You could to try setting reference_stationSB = None in your Delay-Calbration parset or rerunning prefactor/LINC with the same reference SB. The former is probably easiest, as the latter would also require rerunning ddf-pipeline.

vmahat commented 1 year ago

Okay, I will re-run Delay-Calibration (since it's quicker) -- we'll see what happens by Monday. Though, if this inconsistency between parsets was the cause then I'm surprised this hasn't happened before

vmahat commented 1 year ago

The Delay-Calibration has now finished without errors -- thanks Frits. I'll close the ticket, but perhaps we ought to change this in the Delay-Calibration parset.
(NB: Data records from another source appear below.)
PR #2504, opened 2026-09-17
chore: lint deploy-scripts with the contracts' solhint rules (PR2)

kelemeno:
## PR2 — lint `deploy-scripts` with the same rules as `contracts`

`.solhintignore` excluded **all** of `l1-contracts/deploy-scripts` except a single un-ignored file,
so the scripts had never been linted. Removing the exclusion surfaced **561 findings**. This PR
removes the exclusion, turns off only the rules that genuinely cannot apply to a deploy script, and
fixes everything else. `yarn lint:sol` is now clean across the whole repo.

### How the scoping works

Solhint merges every `.solhint.json` from a file's directory up to the repo root, deepest winning
(`lib/config/config-file.js:loadConfigForFile`). So `l1-contracts/deploy-scripts/.solhint.json`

lmorabit commented 1 year ago

Reopening this issue because the behaviour between pre-facet-target and delay-calibration should be the same. We had to set this because there were issues of inconsistent concatenation if it wasn't set, so this needs further investigation on how to ensure it's always the same.